Homoseksual merupakan orientasi seksual untuk individu yang memiliki
ketertarikan pada sesama jenisnya (Oetomo, 2003). Ketertarikan yang dimaksud
bukan hanya ketertarikan secara seksual saja, ketertarikan secara romantis dan
emosional dengan sesama jenis juga dapat dikategorikan sebagai homoseksual.
American Psychological Association (2008) sendiri menyebutkan bahwa individu
mampu mengetahui apakah dirinya termasuk homoseksual atau tidak, ketika
mereka berada di usia anak-anak hingga remaja awal.
Di Indonesia, jumlah individu homoseksual sendiri mencapai angka
1.095.970 pada tahun 2012. Provinsi yang diperkirakan memiliki populasi pria gay
terbanyak adalah Jawa Barat, dengan angka 300.198 jiwa dan disusul dengan Jawa
Tengah, dengan angka 218.227 jiwa. Itu semua didapat dari data Kemenkes dari
tahun 2012. Diperkirakan hingga saat ini, dengan pertumbuhan populasi 10% tiap
tahunnya, populasi homoesksual di Indonesia sendiri mencapai angka sekitar
1.500.000 jiwa (Usman, 2017).
Dengan angka populasi yang cukup banyak dan pertumbuhannya yang
pesat, keberadaan homoseksual di Indonesia masih menimbulkan banyak sekali pro
dan kontra. Masyarakat Indonesia sendiri masih menentang adanya homoseksual
karena dirasa melanggar peraturan agama dan norma di Indonesia, yang mayoritas
penduduknya beragama islam. Selain itu, kaum gay sendiri terkenal dengan image
dan stereotype-nya yang kurang baik di mata masyarakat. Banyak sekali berita
mengenai oknum-oknum gay yang tidak takut melakukan perbuatan asusila, mulai
dari berita pelecehan seksual, pesta seks, sampai video perbuatan asusila yang
disebarluaskan demi mendapat uang.

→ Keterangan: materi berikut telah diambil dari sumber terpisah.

Issue #6440, opened 2025-05-14
VxPollBook: Cosmetic Election Manager Voter Page Changes


adghayes:
On the voter details page:
 
- Capitalize button "Undo check-in" as "Undo Check-In"
- Make "Undo Check-In" button non-primary danger coded
- Capitalize "Checked in" header to "Checked In"
- Add "Done" icon before "Checked In" to mirror the search page
- Capitalize "Not checked in" to "Not Checked In"
- Add "Info" icon before "Not Checked In" to also have an icon there
- For the time, the current timestamp seems like it's a unix timestamp that's GMT and not time-zone sensitive. Make it timezone sensitive and have seconds, but not fractional seconds
- Replace "Machine" with "Poll Book"
- Move the "Close" button to the bottom to mirror the poll worker check-in page. People may be using these screens back to back and I think the inconsistency would throw people off.
- There's some spacing weirdness below the "(Not) Checked In" header that is making the card a little too high when "Not Checked In" and adds spacing between the header and "Time"

On the voter search page, previously around the "Undo Check-In" button there was a small indication above the "Undo Check-In" button that had the check-in information. Although this is duplicative _across_ pages, I think that it's valuable to have it on the search page as well so you don't have to click in, especially in a case where someone was accidentally checked-in. Can you revive that indicator to live above the "View Details" button? I'm not sure how exactly it would look, but I think this would be a good one to look at a screenshot together.

<img width="251" alt="Image" src="https://github.com/user-attachments/assets/234331b8-feb3-4fb3-902d-f0aa02b77dba" />

PR #6716, opened 2025-07-03
voter details page style changes

kshen0:
## Overview

https://github.com/votingworks/vxsuite/issues/6440

Cosmetic changes for election manager voter search UX.

## Demo Video or Screenshot

cc @adghayes for product feedback

**Search**

Screenshot 2025-07-07 at 10 35 33 AM

**Voter checked in**

Screenshot 2025-07-07 at 10 35 38 AM

* Buttons look misaligned relative to each other even though they are correctly aligned to their columns
* We might consider a hamburger menu on these columns as functionality continues to grow and it becomes cumbersome to add more buttons
* "Close" button is actually in the opposite place compared to the pollworker screen, where it's on the bottom left
  * In a footer with only 1 button I think it feels more natural to keep it on the right because I generally associate action with sides of the screen (left for previous, right for next, probably has to do with reading direction)
  * That said, open to feedback if we want to put the "Cancel" button in the exact same spot (on the left)

**Voter not checked in**

Screenshot 2025-07-07 at 10 45 51 AM

## Testing Plan

- N/A display changes only

## Checklist

### DIFF
--- a/apps/pollbook/frontend/src/voter_details_screen.test.tsx
+++ b/apps/pollbook/frontend/src/voter_details_screen.test.tsx
@@ -372,7 +372,7 @@ test('undo check-in', async () => {
   });
   userEvent.click(undoButton);
 
-  await screen.findByText('Not checked in');
+  await screen.findByText('Not Checked In');
 });
 
 test('reprint check-in receipt', async () => {
--- a/apps/pollbook/frontend/src/voter_details_screen.tsx
+++ b/apps/pollbook/frontend/src/voter_details_screen.tsx
@@ -1,5 +1,6 @@
 import {
   Button,
+  ButtonBar,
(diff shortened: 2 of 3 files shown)


adghayes:
@kshen0 thank you for putting up these screenshots!

- I think that keeping the "Close" button on the right hand side makes sense for the reasons you described. My one suggestion here would be to remove the "Delete" icon because it seems out of place in that position.
- The spacing on the information above the "View Details" button on the EM search page looks a bit off. I recommend just re-using the component from the Voter Search page, which is I believe how it used to work, with special casing for the "Not Checked In" as that is not used / necessary on the Voter Search page.

kshen0:
Forgot to mention before review but I updated screenshots with proposed changes

Issue #6472, opened 2025-05-19
VxPollBook: Mailing Addresses!


adghayes:
We need to support displaying _and_ editing mailing addresses in order to meet state requirements, as communicated verbally to date. 

#### Displaying Mailing Addresses

On the check-in page and the voter details page, we should show the mailing address beneath the domicile address. Suggestion:

- [ ] change label for current "Address" to "Domicile Address"
- [ ] when mailing address is non-empty (it will usually be empty), display "Mailing Address" beneath the "Domicile Address"

#### Modifying Mailing Addresses

- [ ] update existing "Update Address" buttons to be "Update Domicile Address" buttons
- [ ] add new buttons "Update Mailing Address" in the two places (voter check-in and voter detail) where you can currently update domicile addresses

PR #6718, opened 2025-07-03
VxPollbook Mailing Address Support

carolinemodic:
## Overview
https://github.com/votingworks/vxsuite/issues/6472
Adds Mailing Address support in addition to Domicile Address support (and renames the latter in the UI). Mailing addresses are not subject to the same valid street restrictions as domicle so the UI for editing is slightly different. Since there is a zip5 and zip4 data item I am parsing the zip into both of those if the user adds a -. Street # / Suffix splitting works the same as in domicile address editing. 

A few notes:
- I decided to make mailing address NOT editable when you are in the wrong precinct for a voter. Domicile address IS editable, because you can change to the current precinct, but I don't know why you would need to change the mailing address for a voter with the domicle address of another precinct (unless you are also changing that) so I err'd on the side of disabling. cc @adghayes 
- If the user did not previously have a mailing address and then adds on there isn't an old crossed out one shown, just the new. 
- Similarly in the situation above the receipt will just list "None" as the previous mailing address, see snapshot. 

## Demo Video or Screenshot

https://github.com/user-attachments/assets/c32dbca7-a9b2-4c77-8b2a-ba6c2a4f6df0

see snapshots for receipts

## Testing Plan
See video, ran tests.

## Checklist


adghayes:
LGTM! Agree on the call to disable mailing address editing for voter in the wrong precinct.

Looking at the layout of the page, I'm wondering if having both types of addresses and edits to both types of addresses will cause some weird layout change to the voter details page, because the left-side card gets so tall.

PR #1, opened 2022-03-14
[HOPSWORKS-3033] Python API for projects, datasets, jobs, executions and git

robzor92:


robzor92:
Fixes #2

python/hopsworks/engine/git_engine.py
```diff
@@ -0,0 +1,62 @@
...
+            time.sleep(5)
+
+        if git_op.success is False:
+            raise GitException(
+                "Git command failed with the message: {}".format(
+                    git_op.command_result_message
+                )
+            )
+        else:
+            self._log.info("Git command {} finished".format(command))
```
gibchikafa, line 60: Here you can also log the `git_op.command_result_message`

robzor92: The API returns a List of GitFileStatus objects with the changes actually.

robzor92: For example [GitFileStatus('model_design_doc.md', 'D', '')]

PR #114, opened 2022-10-28
[HWORKS-218] Fix upload for clustered payara

ErmiasG:


ErmiasG:
hopsworks-api-upload

ErmiasG:
https://github.com/logicalclocks/hops-testing-ee/pull/578

ErmiasG:
Reverting stream upload because it moves the problem from disk to memory

PR #120, opened 2022-12-06
[HWORKS-289] Read only repositories

robzor92:


gibchikafa (approved):

gibchikafa:
Can we use hworks jira: HWORKS-289 instead of front-end?

PR #130, opened 2023-01-23
[HWORKS-381] hopsworks-api connection.close() should clean up hsfs and hsml connections

robzor92:


python/hopsworks/__init__.py
```diff
@@ -241,14 +241,6 @@ def _prompt_project(valid_connection, project):
 
 
 def logout():
-    global _connected_project
-    if _connected_project is not None:
```
moritzmeister, line 245: Would it hurt to close it here too?

robzor92: It will actually close it when doing _saas_connection.close() on the lines below, this is the connection formed when doing hopsworks.login(). This code was written under the assumption that hopsworks.login() should only be used for app hence the naming. I'll rename _saas_connection to something else.

robzor92: Pushed the rename

moritzmeister (approved):

PR #158, opened 2023-07-17
[HWORKS-351] Docker custom commands

gibchikafa:


python/hopsworks/command.py
```diff
@@ -24,6 +24,7 @@ def __init__(
         op=None,
         install_type=None,
         error_message=None,
+        custom_commands_file=None,
```
kennethmhc, line 27: `id` and `args` need to be included as well.

python/hopsworks/command.py
```diff
@@ -20,19 +20,25 @@
...
         href=None,
         count=None,
     ):
+        self._id = id
         self._op = op
         self._install_type = install_type
         self._status = status
         self._error_message = error_message
         self._count = count
+        self._custom_commands_file = custom_commands_file
```
kennethmhc, line 40: Would be nice to leave a comment why they should be added so that we don't regress.

kennethmhc (changes requested):

kennethmhc (approved):

PR #161, opened 2023-08-25
[HWORKS-695] Add blocking flag when deleting git repository

gibchikafa:


python/hopsworks/core/git_api.py
```diff
@@ -224,6 +225,34 @@ def get_repo(self, name: str, path: str = None):
         else:
             raise GitException("No git repository found matching name {}".format(name))
 
+    def _delete_repo(self, repo_id, name, verify_delete=True, timeout=30):
```
o-alex, line 228: any reason we call it `verify_delete` instead of the more familiar `blocking` or `sync`/`synchronous` or the opposite `asynchronous`/`async`

o-alex (changes requested):

python/hopsworks/core/git_api.py
o-alex: How is the delete synchronous if we have to wait and check if the directory is still there? That is the definition of asynch not sync.

gibchikafa: That's why I called the variable `verify_delete` because after the API call I expected everything to be completed. But just to make sure we can still verify.

o-alex: Wait now I am really confused... is the backend synchronous or asynchronous. Because if the backend is supposed to be synchronous, then this PR is pointless and is just covering a bug in the backend. We should fix the backend.
There is no, "we expect the dir to be gone, but just to make sure we verify" - then this is a bug...

gibchikafa: The backend is synchronous. There is no bug in the backend. The verify delete is not necessary I agree. It only makes sense if we were using the dataset API to delete the repository. But in this case I am using git api which is synchronous. I can remove the `verify_delete` stuff.

gibchikafa:
Moved to https://github.com/logicalclocks/hopsworks-api/pull/163

PR #176, opened 2023-10-15
[HWORKS-791] Add Python API support to schedule jobs

SirOibaf:


python/hopsworks/job.py
```diff
@@ -47,6 +50,11 @@ def __init__(
         self._creator = creator
         self._executions = executions
         self._project_id = project_id
+        self._job_schedule = (
+            js.JobSchedule.from_response_json(job_schedule)
+            if job_schedule
```
robzor92, line 55:
```suggestion
            if job_schedule is not None
```

python/hopsworks/job.py
```diff
@@ -180,6 +193,49 @@ def delete(self):
         """
         self._job_api._delete(self)
 
+    def schedule(self, cron_expression, start_time=None, end_time=None):
```
robzor92, line 196: To be consistent with how we show what datatypes in the docs for client facing APIs - Can you remove the `datetime, optional` etc from the docstring below and instead add the type in the function signature? I.e like this https://github.com/logicalclocks/hopsworks-api/blob/14f46bca54f4f8f5eedd5c32d5cd3b86be590b17/python/hopsworks/job.py#L120

The resulting docs will show the type for each function parameter: https://docs.hopsworks.ai/hopsworks-api/3.4/generated/api/jobs/#run

robzor92 (changes requested):

python/hopsworks/job.py
SirOibaf: In Python `if job_schedule` will return true if the object is not None or empty string.

python/hopsworks/job.py
SirOibaf: Fixed

robzor92 (approved):

PR #183, opened 2023-11-09
[HWORKS-559] Specify directory to download logs

gibchikafa:


python/hopsworks/engine/execution_engine.py
```diff
@@ -20,25 +20,33 @@
...
 class ExecutionEngine:
     def __init__(self, project_id=None):
         self._dataset_api = dataset_api.DatasetApi(project_id)
         self._execution_api = execution_api.ExecutionsApi(project_id)
         self._log = logging.getLogger(__name__)
 
-    def download_logs(self, execution):
+    def download_logs(self, execution, path=None):
         """Download execution logs to current directory
+        :param path: path to download the logs
```
SirOibaf, line 34: Keep the documentation sorted please, `path` is the last parameter.

python/hopsworks/execution.py
```diff
@@ -178,7 +178,7 @@ def success(self):
                 return True
         return None
 
-    def download_logs(self):
+    def download_logs(self, path=None):
```
SirOibaf, line 181: This is the user facing method, here the `path` parameter is not documented.

SirOibaf (changes requested):
Can you also add a workflow test for this please?

SirOibaf:
@gibchikafa - Did you see the test failing because of the circular dependency? Can you please fix it as well?

SirOibaf (approved):

Issue #184, opened 2023-11-09
Hopsworks prints API Key when configured incorrectly


MKLepium:
If the API Key is incorrectly printed as a secret in (for example huggingface.co) and contains a "[API-Key]\n", newline at the end you the resulting stacktrace will contain the plain API Key. The http 

![image](https://github.com/logicalclocks/hopsworks-api/assets/52952859/3b050345-682d-4090-8549-e717e21c3d2f)

I have redacted my API key, but this error is only there when the API Key contains a \n at the end. If I remove the \n from the end of my API key, the error disappears.

MKLepium:
One way to test for this case would be:


    def test_login_newline_in_api_key(self):
        try:
            imaginaryApiKey = "ImaginaryApiKey\n"
            project = hopsworks.login(api_key_value=imaginaryApiKey)
        except Exception as e:
            self.assertNotIn(imaginaryApiKey.strip(), str(e))


If run with:

`python -m unittest tests.hopsworks.test_login.TestLogin.test_login_newline_in_api_key`

Currently the output would be:

```
Connected. Call `.close()` to terminate connection gracefully.
InsecureRequestWarning: Unverified HTTPS request is being made to host 'c.app.hopsworks.ai'. Adding certificate verification is strongly advised. See: https://urllib3.readthedocs.io/en/latest/advanced-usage.html#ssl-warnings
F
======================================================================
FAIL: test_login_newline_in_api_key (tests.hopsworks.test_login.TestLogin)
----------------------------------------------------------------------
Traceback (most recent call last):
  File "/home/mk/hopsworks-api/python/tests/hopsworks/test_login.py", line 236, in test_login_newline_in_api_key
    project = hopsworks.login(api_key_value=imaginaryApiKey)
ValueError: Invalid header value b'ApiKey ImaginaryApiKey\n'

During handling of the above exception, another exception occurred:

Traceback (most recent call last):
  File "/home/mk/hopsworks-api/python/tests/hopsworks/test_login.py", line 239, in test_login_newline_in_api_key
    self.assertNotIn(imaginaryApiKey.strip(), str(e))
AssertionError: 'ImaginaryApiKey' unexpectedly found in "Invalid header value b'ApiKey ImaginaryApiKey\\n'"

----------------------------------------------------------------------
Ran 1 test in 0.240s

FAILED (failures=1)
```

PR #185, opened 2023-11-21
added testcase for newline in api key

MKLepium:
Addition to what is written in [#184](https://github.com/logicalclocks/hopsworks-api/issues/184)

The current implementation of the authorization header results in an edge case where, when the resulting header is deemed invalid from the underlying HTTP library (urllib3), a value error is thrown, which is simply printed. This includes the content of the authorization header (the API key).

By simply stripping any leading or trailing white spaces (which include newlines), this should get rid of the error.

I can also not think of any edge cases where stripping the API key might lead to problems, since only whitespace leading or trailing the actual API key will be removed.

One could make the case that the strip is unnecessary for the bearer token, but my argument for keeping it is that it

1. can not hurt to have it
2. the time complexity of stripping the string once can be disregarded.

Last point:
Why did I choose strip instead of strip? If we believe that a user, while pasting the API key, might make the mistake of entering a newline at the end of the API key, he might also paste a newline at the beginning.

### DIFF
--- a/python/hopsworks/client/auth.py
+++ b/python/hopsworks/client/auth.py
@@ -24,7 +24,7 @@ class BearerAuth(requests.auth.AuthBase):
         self._token = token
 
     def __call__(self, r):
-        r.headers["Authorization"] = "Bearer " + self._token
+        r.headers["Authorization"] = "Bearer " + self._token.strip()
         return r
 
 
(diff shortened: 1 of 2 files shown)


SirOibaf (approved):
Thanks

PR #191, opened 2024-02-05
[HWORKS-985] Handle transient errors in Execution.download_logs() with retry

robzor92:


python/hopsworks/engine/execution_engine.py
```diff
@@ -52,21 +52,51 @@ def download_logs(self, execution, path=None):
...
+
         out_path = None
         if execution.stdout_path is not None and self._dataset_api.exists(
             execution.stdout_path
         ):
-            out_path = self._dataset_api.download(
-                execution.stdout_path, download_log_dir
-            )
-
+            while retries < max_num_retries:
```
ErmiasG, line 62: Can we make this a method like downloadLog(path)

ErmiasG (approved):

ErmiasG (approved):

PR #192, opened 2024-03-21
[FSTORE-1320] Fix hopsworks.login second attempt not taking parameters into account

vatj:
Cleanup client irrespective of whether connection was set properly


vatj:
Both adding client.stop in logout and in connect method of connection are sufficient to fix the issue. It does feel like both make sense to have though

robzor92 (approved):

PR #202, opened 2024-05-07
[FSTORE-1389] get_secrets_api and create_project should be accessible as hopsworks module functions

robzor92:


vatj (approved):
Looks good. Maybe you can add a show_project_list to hopsworks module? In the spirit of not having to go check in the UI

PR #6, opened 2022-09-12
Named modules

lypwig:
Here is a PR for named modules, that can be used like this:

```py
from build123d import common as bc, generic as bg, part as bp, sketch as bs, line as bl
```

See vase example (file in this PR, screenshot below) for more details.

Screenshot_20220912_035333


gumyr:
As implemented, this change reverts f586174963ea54b4c761c1b60878b2d8b881671b which was seen very favourably by the community. As it was, and as it would be here, the user needs to know all of the modules that compose build123d which is a large burden to put on new users.

Is there something that can be done in the `__init__.py` file to achieve both styles of import? Is there a way to add something like?
```py
sketch = [
    "Rectangle",
    "Circle",
    ...,
]
```

PR #10, opened 2022-09-23
Support extrude next/last to multiple disjoint faces

fpq473:


gumyr:
It seems like the cq_warehouse `Face.projectToShape` would be useful here (https://github.com/gumyr/cq_warehouse/blob/main/src/cq_warehouse/extensions.py#L1520) - we have the shape, the direction and the face to project. The resulting list of faces (trim_faces) could be make into shells with the same code `trim_shells = Shell.makeShell(trim_faces).Shells()` where the `surface_index = surface_dirs.index(max(surface_dirs))` would change to a `surface_indices` which would select the faces pointing in the correct direction. The `trim_faces = trim_shells[surface_index].Faces()` would need to also change to exact faces from multiple shells.

By using project (which is an OCCT implementation) the result should be faster and better tested than a custom algorithm.

By the way, there is no need to import `List` from typing. `list` is recommended as of python 3.9.

gumyr:
This PR isn't valid anymore as there is new direct_api; however, the general ideas presented here are now implemented in `Solid.extrude_until` and `BuildPart.Extrude`.  The following test case illustrates this request:
```py
from build123d import *

stairs = Compound.make_compound(
    [
        Solid.make_box(10, 3.5, 0.5).locate(Location((0, o, o + 5)))
        for o in range(0, 12, 3)
    ]
)
to_extrude = Face.make_rect(12, 8).locate(Location((5, 6.25, 0)))

under = Solid.extrude_until(to_extrude, stairs, (0, 0, 1))

show_object(stairs, "stairs", options={"color": "blue", "alpha": 0.8})
show_object(to_extrude, "face to extrude")
show_object(under, "under", options={"color": "red", "alpha": 0.8})
```
image

Here, a simple rectangle is extruded into four disjoint "steps".

PR #27, opened 2022-10-10
Group by

bernhard-42:
Created an initial PR for `group_by`:

- I looked further into overloading boolean operators and would really vote against (hence, 2 of the commits remove the overloading of `>` and `<`. But of course the commit can be removed again). The bitwise operators are usually not used in CAD programs, so I think this could be OK and not so confusing.
- As you suggested, I have assigned `>>` and `<<` with `groupby`.

The approach works as discussed: `(b.faces() >> Axis.Z) >> Axis.X`

The code currently uses `round(key, tol_digits)` to properly group the rounded floats. Usually tolerances are give as `1e-6`, however, using `tol_digits` was much easier.

There are no tests at the moment, I first wanted this approach get reviewed.


bernhard-42:
I was playing around more with it. I think it was a mistake to redefine the operators now: the samples don't work any more. I guess we should revert the last three commits.

bernhard-42:
Adding my discord proposal about overloading

- sort_by: `b.faces() ^ Axis.Z` returning a list of faces
- sort_by reversed: not needed: Use `[-index]` for element access, else reversed() (returning a generator). Or define `~` as reversed: `~(b.faces() ^ Axis.Z)` (returning a list)
- sort_by min: not needed: Use `(b.faces() ^ Axis.Z)[0]`
- sort_by max: not needed: Use `(b.faces() ^ Axis.Z)[-1]`
- group_by min: `b.faces() << Axis.Z` returning list of faces
- group_by max: `b.faces() >> Axis.Z` returning list of faces
- filter_by_type: `b.faces() % GeomType.CIRCLE`
- filter_by_axis: `b.faces() | Axis.Z`

Minor changes, but completely avoids overloading the boolean operators

bernhard-42:
After having played more with build123d and the discussion in discord, I think the only change in this PR should be the addition of `group_by`. I really think it helps in selecting objects (especially after I understood the local var pattern as a substitute for CQ tags)

I would leave it to you to decide on whether and which operators overrides.

bernhard-42:
Given that you've changed a lot in the last merge, I will close this PR and raise a new one based on the new code base.
That's easier than trying to adapt ...

gumyr:
Yes, code is changing frequently.  I definitely want the `group_by` functionality and assigning it the ">>" operator seems reasonable (the examples will be changed to remove the sort operators anyway).  `sort_by` and `filter_by` (merging of `filter_by_axis` and `filter_by_type` - just like `sort_by`) would get operators (I'm inclined to go with `>` and `|` to somewhat match cadquery's string selectors).

PR #63, opened 2022-11-30
Add a Rotate method to Plane

jdegenstein:
Please review this as I am really not sure I did everything correctly. I am particularly unsure about returning self and the function annotation.

```
In [2]: a=Plane.XY

In [3]: a
Out[3]: Plane(o=(0.00, 0.00, 0.00), x=(1.00, 0.00, 0.00), z=(0.00, 0.00, 1.00))

In [4]: a.rotate((0,90,0))
Out[4]: Plane(o=(0.00, 0.00, 0.00), x=(0.00, 0.00, -1.00), z=(1.00, 0.00, 0.00))

In [5]: a
Out[5]: Plane(o=(0.00, 0.00, 0.00), x=(0.00, 0.00, -1.00), z=(1.00, 0.00, 0.00))

In [6]: Plane.XY.rotate((0,90,0))
Out[6]: Plane(o=(0.00, 0.00, 0.00), x=(0.00, 0.00, -1.00), z=(1.00, 0.00, 0.00))
```

### DIFF
--- a/docs/introductory_examples.rst
+++ b/docs/introductory_examples.rst
@@ -242,7 +242,7 @@ Additionally the '@' operator is used to simplify the line segment commands.
 ---------------------------------------------------
 
 Mirror can also be used with BuildPart (and BuildSketch) to mirror 3D objects. The ``Plane.offset()``
-method shifts the plane in the normal direction (+ve or -ve).
+method shifts the plane in the normal direction (positive or negative).
 
 .. image:: assets/general_ex16.svg
     :align: center
@@ -327,7 +327,7 @@ It is also possible to create a rotated workplane, building upon some of the con
 example with the ``rotated()`` method.
 
 GridLocations places 4 Circles on 4 points on this rotated workplane, and then the Circles are
-extruded in the "both" (+ve and -ve) normal direction.
+extruded in the "both" (positive and negative) normal direction.
 
 .. image:: assets/general_ex22.svg
     :align: center


bernhard-42:
Isn't that the same as `a = a.rotated(0, 90, 0)` which already exists?

jdegenstein:
Yes, it is the same as that, I discussed with gumyr and he seemed open to adding this (similar to what is in CQ). There may be a way of adding with fewer lines of code.

gumyr:
@jdegenstein, the code here is how I've been doing rotate but @bernhard-42 has a better way - here is his code from `Location.__init__`:
```py
            if isinstance(args[0], (Vector, tuple)):
                if isinstance(args[1], (Vector, tuple)):
                    rotation = [radians(a) for a in args[1]]
                    q = gp_Quaternion()
                    q.SetEulerAngles(gp_EulerSequence.gp_Intrinsic_XYZ, *rotation)
                    transform.SetRotation(q)
                elif isinstance(args[0], (Vector, tuple)) and isinstance(
                    args[1], (int, float)
                ):
                    angle = radians(args[1])
                    q = gp_Quaternion()
                    q.SetEulerAngles(gp_EulerSequence.gp_Intrinsic_XYZ, 0, 0, angle)
                    transform.SetRotation(q)

                # set translation part after setting rotation (if exists)
                transform.SetTranslationPart(Vector(args[0]).wrapped)
```
I think we should be consistent here and use this the gp_Quaternion solution with Intrinsic angles in both `Plane.rotate` and `Plane.rotated` - @bernhard-42 do you agree?

bernhard-42:
While Euler angles are often easier to read when used in `__repl__`, for the location calculations I usually use quaternions.
And, I like when the creation of the object and printing the object uses related methods (here `SetEulerAngles`and `GetEulerAngles`) This usually avoids to introduce misinterpretations.
So, yes, I personally would go quaternions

Contoh saja kasus yang terjadi pada setahun
yang lalu, dimana masyarakat digemparkan oleh berita mengenai pesta seks gay
yang berlangsung di sebuah ruko di daerah Kelapa Gading, Jakarta Utara (Purba,
2017). Kasus yang sempat menjadi buah bibir masyarakat itu tentunya membentuk
persepsi masyarakat terhadap kaum gay yang identik dengan maniak seks. Hal
serupa terjadi pada Januari 2018 silam, pasangan gay ditangkap oleh pihak berwajib
dan terjerat beberapa UU ITE karena menyebarluaskan video pribadinya yang
berisi tindakan asusila di sebuah tempat fitness (Supriyatna, 2018). Berbagai
kejadian di atas tentunya membuat masyarakat memandang seorang gay sebagai
individu yang identik dengan free sex.
Karena banyaknya berita miring mengenai kaum gay di seluruh Indonesia,
maka banyak individu gay yang lebih memilih untuk menyimpan identitasnya dan
tidak menyebarluaskannya ke lingkungan, atau yang lebih dikenal dengan sebutan
closeted gay. Menurut Merriam-Webster (2018), closeted sendiri merupakan kata
sifat bagi individu homoseksual yang menutup identitas orientasi seksualnya dari
lingkungan. Kebanyakan individu gay yang memutuskan untuk menjadi closeted
gay datang dari gay dengan usia remaja sampai dengan dewasa awal. Menurut
penelitian dari Rokhmah, et. al (2012), remaja gay di Jember mengalami kesulitan
untuk mengomunikasikan mengenai orientasi seksualnya ke lingkungannya
sekitarnya, seperti orang tua dan teman-temannya. Lebih lanjut lagi dikatakan
bahwa ketika remaja gay di Jember berinteraksi dengan lingkungannya yang
notabene heteroseksual, mereka cenderung akan mengikuti norma dan peraturan
yang berlaku di lingkungan tersebut. Berbeda ketika sedang berinteraksi di
lignkungan heteroseksualnya, ketika mereka sedang berinteraksi di lingkungan
homoseksual, remaja gay di Jember akan mengungkapkan identitasnya sebagai gay
dan menjadi diri mereka sendiri.
Dilansir dari BullyingUK (2018), perilaku bullying yang dialami oleh
komunitas LGBT, khususnya gay, meliputi penampilan, perilaku, bentuk fisik, atau
bahkan individu dapat mendapat perilaku bullying hanya karena memiliki teman
atau keluarga yang LGBT. Bullying yang didapat bisa berbentuk name calling,
menyebarkan rumor, cyberbullying, bahkan sampai ke kekerasan fisik atau seksual.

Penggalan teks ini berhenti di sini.